◆ **About this task**:
Each entry needs to appear again, retyped exactly as it is below.

[Input material Boundary: Start]

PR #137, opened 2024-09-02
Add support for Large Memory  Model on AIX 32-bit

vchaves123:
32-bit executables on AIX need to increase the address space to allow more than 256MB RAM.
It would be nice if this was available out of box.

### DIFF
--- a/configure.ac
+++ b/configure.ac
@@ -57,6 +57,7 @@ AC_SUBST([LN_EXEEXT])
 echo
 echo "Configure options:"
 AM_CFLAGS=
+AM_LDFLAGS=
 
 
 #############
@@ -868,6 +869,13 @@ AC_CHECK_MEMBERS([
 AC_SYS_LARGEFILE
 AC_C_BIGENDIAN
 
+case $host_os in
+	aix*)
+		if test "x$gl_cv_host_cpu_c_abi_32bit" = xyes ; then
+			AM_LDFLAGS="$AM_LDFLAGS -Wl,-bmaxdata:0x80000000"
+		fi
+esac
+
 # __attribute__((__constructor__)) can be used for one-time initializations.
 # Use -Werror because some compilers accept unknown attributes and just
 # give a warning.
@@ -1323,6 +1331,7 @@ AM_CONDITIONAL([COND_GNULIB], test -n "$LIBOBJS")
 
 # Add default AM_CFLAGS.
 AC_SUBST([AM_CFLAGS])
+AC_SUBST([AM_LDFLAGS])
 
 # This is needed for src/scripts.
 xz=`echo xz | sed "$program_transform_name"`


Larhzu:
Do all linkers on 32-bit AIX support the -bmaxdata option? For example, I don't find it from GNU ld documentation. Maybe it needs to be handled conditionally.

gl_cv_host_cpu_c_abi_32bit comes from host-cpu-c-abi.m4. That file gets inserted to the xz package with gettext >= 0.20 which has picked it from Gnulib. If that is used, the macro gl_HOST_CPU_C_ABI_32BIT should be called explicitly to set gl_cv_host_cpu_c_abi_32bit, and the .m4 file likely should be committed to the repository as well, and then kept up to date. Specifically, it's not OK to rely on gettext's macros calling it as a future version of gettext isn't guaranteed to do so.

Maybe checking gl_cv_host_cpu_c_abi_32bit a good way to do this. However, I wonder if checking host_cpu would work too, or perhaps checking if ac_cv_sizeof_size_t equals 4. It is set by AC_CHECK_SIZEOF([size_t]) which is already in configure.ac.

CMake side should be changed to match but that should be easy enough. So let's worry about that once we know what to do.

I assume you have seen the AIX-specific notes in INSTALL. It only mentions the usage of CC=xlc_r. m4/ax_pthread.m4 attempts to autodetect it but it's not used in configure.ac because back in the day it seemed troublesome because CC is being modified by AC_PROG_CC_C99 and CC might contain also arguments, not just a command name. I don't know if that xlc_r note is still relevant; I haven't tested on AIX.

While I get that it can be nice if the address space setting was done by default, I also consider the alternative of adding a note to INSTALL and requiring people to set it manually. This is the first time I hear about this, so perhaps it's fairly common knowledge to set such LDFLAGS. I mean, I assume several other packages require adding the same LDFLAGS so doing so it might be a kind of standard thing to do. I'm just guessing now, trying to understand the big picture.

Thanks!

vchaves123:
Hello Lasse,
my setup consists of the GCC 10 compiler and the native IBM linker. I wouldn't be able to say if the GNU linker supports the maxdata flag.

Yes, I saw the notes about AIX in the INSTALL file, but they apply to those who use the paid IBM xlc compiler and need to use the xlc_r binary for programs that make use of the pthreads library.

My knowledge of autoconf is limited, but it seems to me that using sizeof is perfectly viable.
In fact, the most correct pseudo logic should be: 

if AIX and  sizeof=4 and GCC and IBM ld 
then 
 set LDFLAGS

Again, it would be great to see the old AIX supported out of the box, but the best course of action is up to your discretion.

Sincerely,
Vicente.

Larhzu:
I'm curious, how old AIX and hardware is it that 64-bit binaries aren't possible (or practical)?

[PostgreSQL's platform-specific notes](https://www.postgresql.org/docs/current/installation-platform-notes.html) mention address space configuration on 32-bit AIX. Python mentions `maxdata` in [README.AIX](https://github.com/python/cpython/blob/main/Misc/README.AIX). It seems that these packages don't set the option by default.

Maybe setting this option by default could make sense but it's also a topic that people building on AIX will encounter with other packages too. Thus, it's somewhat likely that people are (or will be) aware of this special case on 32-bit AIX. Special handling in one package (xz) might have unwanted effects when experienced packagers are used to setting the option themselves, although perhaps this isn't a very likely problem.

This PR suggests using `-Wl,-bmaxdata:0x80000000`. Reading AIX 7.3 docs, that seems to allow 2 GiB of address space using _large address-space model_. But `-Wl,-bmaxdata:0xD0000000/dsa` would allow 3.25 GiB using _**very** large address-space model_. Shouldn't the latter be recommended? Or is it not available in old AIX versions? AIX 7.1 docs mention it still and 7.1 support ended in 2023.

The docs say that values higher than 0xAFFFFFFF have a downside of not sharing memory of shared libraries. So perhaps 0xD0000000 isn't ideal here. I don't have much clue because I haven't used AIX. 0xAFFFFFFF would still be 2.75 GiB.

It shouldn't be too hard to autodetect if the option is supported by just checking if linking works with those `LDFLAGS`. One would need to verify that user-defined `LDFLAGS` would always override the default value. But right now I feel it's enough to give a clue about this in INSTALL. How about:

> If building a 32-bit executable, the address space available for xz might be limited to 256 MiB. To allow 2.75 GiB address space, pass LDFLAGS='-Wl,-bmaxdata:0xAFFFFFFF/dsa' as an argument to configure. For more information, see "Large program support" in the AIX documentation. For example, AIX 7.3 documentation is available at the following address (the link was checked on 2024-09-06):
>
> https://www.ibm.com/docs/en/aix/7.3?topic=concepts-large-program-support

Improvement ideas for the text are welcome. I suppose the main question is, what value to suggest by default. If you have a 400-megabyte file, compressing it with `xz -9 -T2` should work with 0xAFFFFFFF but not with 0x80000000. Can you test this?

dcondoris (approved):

[Input material Boundary: End]

◆ **Solution to this exercise**:
PR #137, opened 2024-09-02
Add support for Large Memory  Model on AIX 32-bit

vchaves123:
32-bit executables on AIX need to increase the address space to allow more than 256MB RAM.
It would be nice if this was available out of box.

### DIFF
--- a/configure.ac
+++ b/configure.ac
@@ -57,6 +57,7 @@ AC_SUBST([LN_EXEEXT])
 echo
 echo "Configure options:"
 AM_CFLAGS=
+AM_LDFLAGS=
 
 
 #############
@@ -868,6 +869,13 @@ AC_CHECK_MEMBERS([
 AC_SYS_LARGEFILE
 AC_C_BIGENDIAN
 
+case $host_os in
+	aix*)
+		if test "x$gl_cv_host_cpu_c_abi_32bit" = xyes ; then
+			AM_LDFLAGS="$AM_LDFLAGS -Wl,-bmaxdata:0x80000000"
+		fi
+esac
+
 # __attribute__((__constructor__)) can be used for one-time initializations.
 # Use -Werror because some compilers accept unknown attributes and just
 # give a warning.
@@ -1323,6 +1331,7 @@ AM_CONDITIONAL([COND_GNULIB], test -n "$LIBOBJS")
 
 # Add default AM_CFLAGS.
 AC_SUBST([AM_CFLAGS])
+AC_SUBST([AM_LDFLAGS])
 
 # This is needed for src/scripts.
 xz=`echo xz | sed "$program_transform_name"`


Larhzu:
Do all linkers on 32-bit AIX support the -bmaxdata option? For example, I don't find it from GNU ld documentation. Maybe it needs to be handled conditionally.

gl_cv_host_cpu_c_abi_32bit comes from host-cpu-c-abi.m4. That file gets inserted to the xz package with gettext >= 0.20 which has picked it from Gnulib. If that is used, the macro gl_HOST_CPU_C_ABI_32BIT should be called explicitly to set gl_cv_host_cpu_c_abi_32bit, and the .m4 file likely should be committed to the repository as well, and then kept up to date. Specifically, it's not OK to rely on gettext's macros calling it as a future version of gettext isn't guaranteed to do so.

Maybe checking gl_cv_host_cpu_c_abi_32bit a good way to do this. However, I wonder if checking host_cpu would work too, or perhaps checking if ac_cv_sizeof_size_t equals 4. It is set by AC_CHECK_SIZEOF([size_t]) which is already in configure.ac.

CMake side should be changed to match but that should be easy enough. So let's worry about that once we know what to do.

I assume you have seen the AIX-specific notes in INSTALL. It only mentions the usage of CC=xlc_r. m4/ax_pthread.m4 attempts to autodetect it but it's not used in configure.ac because back in the day it seemed troublesome because CC is being modified by AC_PROG_CC_C99 and CC might contain also arguments, not just a command name. I don't know if that xlc_r note is still relevant; I haven't tested on AIX.

While I get that it can be nice if the address space setting was done by default, I also consider the alternative of adding a note to INSTALL and requiring people to set it manually. This is the first time I hear about this, so perhaps it's fairly common knowledge to set such LDFLAGS. I mean, I assume several other packages require adding the same LDFLAGS so doing so it might be a kind of standard thing to do. I'm just guessing now, trying to understand the big picture.

Thanks!

vchaves123:
Hello Lasse,
my setup consists of the GCC 10 compiler and the native IBM linker. I wouldn't be able to say if the GNU linker supports the maxdata flag.

Yes, I saw the notes about AIX in the INSTALL file, but they apply to those who use the paid IBM xlc compiler and need to use the xlc_r binary for programs that make use of the pthreads library.

My knowledge of autoconf is limited, but it seems to me that using sizeof is perfectly viable.
In fact, the most correct pseudo logic should be: 

if AIX and  sizeof=4 and GCC and IBM ld 
then 
 set LDFLAGS

Again, it would be great to see the old AIX supported out of the box, but the best course of action is up to your discretion.

Sincerely,
Vicente.

Larhzu:
I'm curious, how old AIX and hardware is it that 64-bit binaries aren't possible (or practical)?

[PostgreSQL's platform-specific notes](https://www.postgresql.org/docs/current/installation-platform-notes.html) mention address space configuration on 32-bit AIX. Python mentions `maxdata` in [README.AIX](https://github.com/python/cpython/blob/main/Misc/README.AIX). It seems that these packages don't set the option by default.

Maybe setting this option by default could make sense but it's also a topic that people building on AIX will encounter with other packages too. Thus, it's somewhat likely that people are (or will be) aware of this special case on 32-bit AIX. Special handling in one package (xz) might have unwanted effects when experienced packagers are used to setting the option themselves, although perhaps this isn't a very likely problem.

This PR suggests using `-Wl,-bmaxdata:0x80000000`. Reading AIX 7.3 docs, that seems to allow 2 GiB of address space using _large address-space model_. But `-Wl,-bmaxdata:0xD0000000/dsa` would allow 3.25 GiB using _**very** large address-space model_. Shouldn't the latter be recommended? Or is it not available in old AIX versions? AIX 7.1 docs mention it still and 7.1 support ended in 2023.

The docs say that values higher than 0xAFFFFFFF have a downside of not sharing memory of shared libraries. So perhaps 0xD0000000 isn't ideal here. I don't have much clue because I haven't used AIX. 0xAFFFFFFF would still be 2.75 GiB.

It shouldn't be too hard to autodetect if the option is supported by just checking if linking works with those `LDFLAGS`. One would need to verify that user-defined `LDFLAGS` would always override the default value. But right now I feel it's enough to give a clue about this in INSTALL. How about:

> If building a 32-bit executable, the address space available for xz might be limited to 256 MiB. To allow 2.75 GiB address space, pass LDFLAGS='-Wl,-bmaxdata:0xAFFFFFFF/dsa' as an argument to configure. For more information, see "Large program support" in the AIX documentation. For example, AIX 7.3 documentation is available at the following address (the link was checked on 2024-09-06):
>
> https://www.ibm.com/docs/en/aix/7.3?topic=concepts-large-program-support

Improvement ideas for the text are welcome. I suppose the main question is, what value to suggest by default. If you have a 400-megabyte file, compressing it with `xz -9 -T2` should work with 0xAFFFFFFF but not with 0x80000000. Can you test this?

dcondoris (approved):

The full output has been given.